How has a typical day changed? Well, around 33% of a school day is spent in registration, assembly, playtime, lunchtime and in PE so that’s a fair chunk to compare.
REGISTRATION: – Today, my children are expected to settle quickly to read with a bright and cheerful class library in primary and large school library at my daughter’s secondary. For me, in the 1970s and 80s, we mixed chattering with some reading but, by secondary, registration and some (not all) of my lessons looked and felt very like the registration and lessons in this Panorama documentary from 1977: https://www.youtube.com/watch?v=JY7ThNFtf68. There’s little creativity or fun shown here, nor is there very much in the way of standards or expectations, and it’s not difficult to see why ‘pupils and staff regarded life in them as a necessary evil’.
ASSEMBLY: – Today, my children learn a frequently changing range of up-beat recorded songs – like the esteem-building:
“1-2-3, it’s good to be me
And I want the world to know it’s good to be me.
I’m a special person, and there’s only one of me…”
(My current favourite is autumnal – ‘Cauliflowers fluffy’. If you haven’t heard this, listen to this link: https://www.youtube.com/watch?v=JRQEQgyGAGA. Michael Rosen himself could have penned this enjoyably daft ditty!)

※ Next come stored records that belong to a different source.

PR #15166, opened 2025-05-20
fix(microservice): prevent error logs during redis client shutdown

janroker:
## PR Checklist
Please check if your PR fulfills the following requirements:

- [x] The commit message follows our guidelines: https://github.com/nestjs/nest/blob/master/CONTRIBUTING.md
- [x] Tests for the changes have been added (for bug fixes / features)
- [ ] Docs have been added / updated (for bug fixes / features)

## PR Type
What kind of change does this PR introduce?

- [x] Bugfix
- [ ] Feature
- [ ] Code style update (formatting, local variables)
- [ ] Refactoring (no functional changes, no api changes)
- [ ] Build related changes
- [ ] CI related changes
- [ ] Other... Please describe:

## What is the current behavior?

Issue Number: N/A

When calling `close()` on `ClientRedis`, the `isManuallyClosed` flag is set **after** awaiting the `quit()` calls on the Redis clients. If Redis emits the `'end'` event during or after `quit()`, event handlers may see `isManuallyClosed` as `false` and incorrectly log errors or attempt reconnection logic. This creates a race condition and can result in misleading error logs during a normal shutdown.

## What is the new behavior?

The `isManuallyClosed` flag is now set to `true` **before** calling `quit()` on the Redis clients. This ensures that any event handlers triggered during shutdown will see the correct state and will not log errors or attempt reconnection when the shutdown is intentional.

Additional tests have been added to verify this behavior and prevent regressions.

## Does this PR introduce a breaking change?
- [ ] Yes
- [x] No

## Other information

PR #17691, opened 2026-09-07
fix(microservices): reset client state when reconnecting after close

cuishuang:
## PR Checklist

- [ ] Docs have been added / updated (not applicable)

## PR Type

- [x] Bugfix
- [ ] Feature
- [ ] Build related changes
- [ ] CI related changes
- [ ] Other

Calling `close()` and then `connect()` again on the same MQTT or Redis client instance leaves part of the previous connection state in place.

For MQTT, `isInitialConnection` remains `true`, so the new MQTT client does not register the response `message` listener. The stale `subscriptionsCount` also causes response-channel subscriptions to be skipped after reconnecting.

For Redis, `isManuallyClosed` and `wasInitialConnectionSuccessful` remain set from the previous lifecycle. As a result, the new Redis subscriber may not register its response listener, and reconnect handlers can return early.

This causes RPC responses to stop being delivered after:

`connect() -> close() -> connect()`

Issue Number: N/A

## What is the new behavior?

Explicitly closing a client now resets all connection lifecycle state that is bound to the previous broker connection.

- MQTT resets `isInitialConnection` and clears `subscriptionsCount`.
- Redis resets `isManuallyClosed` and `wasInitialConnectionSuccessful`.

A subsequent `connect()` creates a fresh lifecycle and registers the response listener on the new MQTT/Redis client.

Regression unit tests were added for both transports.

- [ ] Yes
- [x] No

## Other information

No Docker or external MQTT/Redis broker is required. The regression coverage uses the existing mocked client unit-test setup.

### DIFF
--- a/packages/microservices/client/client-mqtt.ts
+++ b/packages/microservices/client/client-mqtt.ts
@@ -69,6 +69,8 @@ export class ClientMqtt extends ClientProxy<MqttEvents, MqttStatus> {
     }
     this.mqttClient = null;
     this.connectionPromise = null;
+    this.isInitialConnection = false;
+    this.subscriptionsCount.clear();
     this.pendingEventListeners = [];
   }
 
--- a/packages/microservices/client/client-redis.ts
+++ b/packages/microservices/client/client-redis.ts
@@ -60,6 +60,8 @@ export class ClientRedis extends ClientProxy<RedisEvents, RedisStatus> {
     this.subClient && (await this.subClient.quit());
     this.pubClient = this.subClient = null;
     this.connectionPromise = null;
+    this.isManuallyClosed = false;
+    this.wasInitialConnectionSuccessful = false;
     this.pendingEventListeners = [];
   }
 
--- a/packages/microservices/test/client/client-redis.spec.ts
+++ b/packages/microservices/test/client/client-redis.spec.ts
@@ -281,6 +281,36 @@ describe('ClientRedis', () => {
       await client.close();
       expect(logError).not.toHaveBeenCalled();
     });
+
+    it('should reset connection state for a subsequent connection', async () => {
+      untypedClient.isManuallyClosed = false;
+      untypedClient.wasInitialConnectionSuccessful = true;
+
+      await client.close();
+
+      expect(untypedClient.isManuallyClosed).toBe(false);
+      expect(untypedClient.wasInitialConnectionSuccessful).toBe(false);
+    });
+
+    it('should register the response listener after close and reconnect', async () => {
+      const firstSubClient = { quit: vi.fn() };
+      const secondSubClient = { on: vi.fn() };
+      untypedClient.pubClient = { quit: vi.fn() };
+      untypedClient.subClient = firstSubClient;
+      untypedClient.wasInitialConnectionSuccessful = true;
+
+      await client.close();
+      untypedClient.subClient = secondSubClient;
+      client.registerReadyListener(secondSubClient);
+
+      const readyHandler = secondSubClient.on.mock.calls[0][1];
+      readyHandler();
+
+      expect(secondSubClient.on).toHaveBeenCalledWith(
+        'message',
+        expect.any(Function),
+      );
+    });
   });
   describe('connect', () => {
     let createClientSpy: ReturnType<typeof vi.fn>;
--- a/packages/microservices/test/client/client-mqtt.spec.ts
+++ b/packages/microservices/test/client/client-mqtt.spec.ts
@@ -261,6 +261,34 @@ describe('ClientMqtt', () => {
       await client.close();
       expect(endSpy).not.toHaveBeenCalled();
     });
+
+    it('should reset connection state for a subsequent connection', async () => {
+      untypedClient.isInitialConnection = true;
+      untypedClient.subscriptionsCount.set('response/reply', 1);
+
+      await client.close();
+
+      expect(untypedClient.isInitialConnection).toBe(false);
+      expect(untypedClient.subscriptionsCount.size).toBe(0);
+    });
+
+    it('should register the response listener after close and reconnect', async () => {
+      const firstClient = { endAsync: vi.fn() };
+      const secondClient = { on: vi.fn() };
+      untypedClient.mqttClient = firstClient;
+      untypedClient.isInitialConnection = true;
+
+      await client.close();
+      client.registerConnectListener(secondClient);
+
+      const connectHandler = secondClient.on.mock.calls[0][1];
+      connectHandler();
+
+      expect(secondClient.on).toHaveBeenCalledWith(
+        'message',
+        expect.any(Function),
+      );
+    });
   });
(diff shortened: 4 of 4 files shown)


packages/microservices/client/client-redis.ts
```diff
@@ -60,6 +60,8 @@ export class ClientRedis extends ClientProxy<RedisEvents, RedisStatus> {
     this.subClient && (await this.subClient.quit());
     this.pubClient = this.subClient = null;
     this.connectionPromise = null;
+    this.isManuallyClosed = false;
```
micalevisk, line 63: This reset happens too early. `quit()` resolves when Redis replies `+OK`, but ioredis emits `end` only afterwards, when the socket actually closes (a later macrotask). So by the time the `end` of `subClient` is handled, `isManuallyClosed` is already `false` again and `registerEndListener` takes the "unexpected disconnect" path. (ioredis flags `QUIT` as `WILL_DISCONNECT` and sets its own `manuallyClosing`, so our `retryStrategy` is not consulted, but the `end` event is still emitted.)

Observed against a real Redis on this branch (`pubClient` is quit first, so its `end` still sees `true`; the sub client's does not):

```
events  : ["pub:end (isManuallyClosed=true)", "close() resolved", "sub:end (isManuallyClosed=false)"]
statuses: ["connected", "connected", "disconnected"]
logger.error: [["Disconnected from Redis."]]
```

That is exactly the misleading log #15166 removed. Worse, with `await close(); await connect();` and no `retryAttempts` (the default), the late `end` runs `this.pubClient = this.subClient = null` on the **new** clients, and the new client's `ready` handler then throws and `connect()` never resolves:

```
TypeError: Cannot read properties of null (reading 'on')
 ❯ packages/microservices/client/client-redis.ts:152:24
```

With `retryAttempts` set it recovers, but still logs the error and emits a spurious `DISCONNECTED`. On `master` none of this happens because the flag stays `true`.

Moving the reset into `connect()` doesn't help either: the old client's `end` still arrives after the new lifecycle has started. The listeners need to ignore events coming from clients that are no longer the current ones. This fixes all three scenarios above (verified against the real broker; the new `subClient` gets its `message` listener and no error is logged):

```ts
  public registerEndListener(client: { on: (event: string, fn: () => void) => void }) {
    client.on('end', () => {
      if (this.isManuallyClosed || !this.isActiveClient(client)) {
        return;
      }
      // ...
    });
  }

  protected isActiveClient(client: unknown): boolean {
    return client === this.pubClient || client === this.subClient;
  }
```

`registerReconnectListener` / `registerReadyListener` could get the same guard for symmetry, although only `end` can actually fire late after a `QUIT`. With the guard, the existing test `registerEndListener > should call pending callbacks when connection ends unexpectedly` needs `client['subClient'] = emitter`, since its emitter is not the current client.

Please also add a regression test that reproduces the real ordering instead of emitting `end` inside the `quit()` mock: let `quit()` resolve and `close()` return, call `connect()` again (with a stubbed `createClient`), then emit `end` from the old `sub` and assert that `logger.error` was not called and that `pubClient` / `subClient` / `connectionPromise` were left untouched.

packages/microservices/test/client/client-redis.spec.ts
```diff
@@ -281,6 +281,36 @@ describe('ClientRedis', () => {
       await client.close();
       expect(logError).not.toHaveBeenCalled();
     });
+
+    it('should reset connection state for a subsequent connection', async () => {
+      untypedClient.isManuallyClosed = false;
```
micalevisk, line 286: nit: this precondition is a no-op, `close()` sets the flag to `true` itself on its first line. The assertion on L291 is what carries the test, so this line can go. (The property that actually matters, the flag being `true` *while* `quit()` is in flight, is already covered by `should have isManuallyClosed set to true when "end" event is handled during close` above.)

packages/microservices/client/client-mqtt.ts
```diff
@@ -69,6 +69,8 @@ export class ClientMqtt extends ClientProxy<MqttEvents, MqttStatus> {
     }
     this.mqttClient = null;
     this.connectionPromise = null;
+    this.isInitialConnection = false;
```
micalevisk, line 72: Verified against a real broker: after `close()` → `connect()` the new client has `listenerCount('message') === 1` (it is `0` on `master`), no error is logged, and only the `connect` handler reads this flag, so resetting it here is safe. 👍

micalevisk (changes requested):
Thanks for the PR! The root-cause analysis is right. On `master`, after `close()` → `connect()` the new MQTT client never gets the `message` listener (`isInitialConnection` stays `true`), the new Redis `subClient` never gets it either (`wasInitialConnectionSuccessful` stays `true`), and `isManuallyClosed` staying `true` also neuters `createRetryStrategy` and the reconnect/end handlers for the new Redis lifecycle. I reproduced both against real brokers (mosquitto on `:1883`, redis on `:6379`): the second client has `listenerCount('message') === 0` on `master` and `=== 1` with this PR.

**MQTT part: LGTM.** Only the `connect` handler reads `isInitialConnection`, and an ended `mqtt` client never emits `connect` again, so resetting it in `close()` is safe. `subscriptionsCount.clear()` also brings the MQTT client in line with what `ClientRedis.handleClose()` already does.

**Redis part: needs a change (regression).** Resetting `isManuallyClosed = false` at the end of `close()` reintroduces the problem that #15166 fixed, and it breaks the very `close() → connect()` scenario this PR targets when `retryAttempts` is not set (the default). Details and a verified fix are in the inline comment. The new unit tests can't catch it because the mocked `quit()` never emits `end` afterwards, which is what a real ioredis client does.

Observed with ioredis 6.0.0 against a local Redis:

| scenario | `master` | this PR |
|---|---|---|
| `await close()` | `end` of the sub client arrives **after** `close()` resolved, with `isManuallyClosed=true`, and is ignored | same `end` arrives with `isManuallyClosed=false` → `logger.error('Disconnected from Redis.')` and a `DISCONNECTED` status emission |
| `await close(); await connect()` without `retryAttempts` | works, but the new sub client has no `message` listener (the bug) | `TypeError: Cannot read properties of null (reading 'on')` thrown from the `ready` handler, and `connect()` never resolves |
| same with `retryAttempts: 3` | works, no `message` listener | recovers, but logs `Disconnected from Redis.` and emits a spurious `DISCONNECTED` |

**Follow-ups** (not blocking, better as separate PRs):

- `ClientRMQ` has the same family of state: `isInitialConnect` is never reset in `close()`, so a second lifecycle takes the "reconnect" branches of `registerConnectListener` / `registerDisconnectListener`.
- `ClientMqtt.close()` never fails in-flight `routingMap` callbacks (Redis and TCP do it through `handleClose()`), so pending `send()` observables hang after `close()`.
- `ClientRedis.close()` is not exception-safe: if `quit()` rejects (ioredis does that when the client is already in `end` status, e.g. after retries were exhausted), none of the state is reset. A `try/finally` would cover it.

And their class assemblies, shown to parents, are deliberately planned to be all-inclusive, high fun-factor, creative experiences, far more so than during my school days where assemblies were at best boring (we sang a limited range of hymns from the same book for seven years in primary), and at worst terrifying – it wasn’t very unusual to see a child smacked for being naughty.
Smacking in the 1970s was not fun.
PLAYTIME & AFTER SCHOOL CLUBS: – I had an extra 15 minute break in the afternoon but my school day was longer. Today my children have 45 extra minutes outside school – in after school care if parents are working but they can attend after school clubs, like free football, free orienteering, free chess club or free running club (from a list of many more), just as my four children do each week in state secondary and primary schools.
We had netball practice if picked for the school’s A-C teams. Girls weren’t allowed to play football. We had free gymnastics but had to follow BAGA awards strictly, tested weekly in order to gain our badges. All clubs were suspended soon after I started secondary school due to teacher strikes and most never re-started.
PLAYTIME GAMES: – From what my children tell me, not much has changed: football, hopscotch, play based on stories, but no conkers! However, today they also have an amazing trim trail, paid for with money raised by PTA, and all manner of plastic playground games equipment that we never had.
PE: – Today my children cover all the sports I played but my daughters get to play football and my sons play netball – progress indeed! This week, our primary school has announced that PE will take place twice a week from September for all children, inside and outside. Last term my three primary children took part in ‘Run to Rio’ at school – running a mile around the field, every day from Easter to the end of term and that was in addition to PE. For them, there’s more sport than ever, not less.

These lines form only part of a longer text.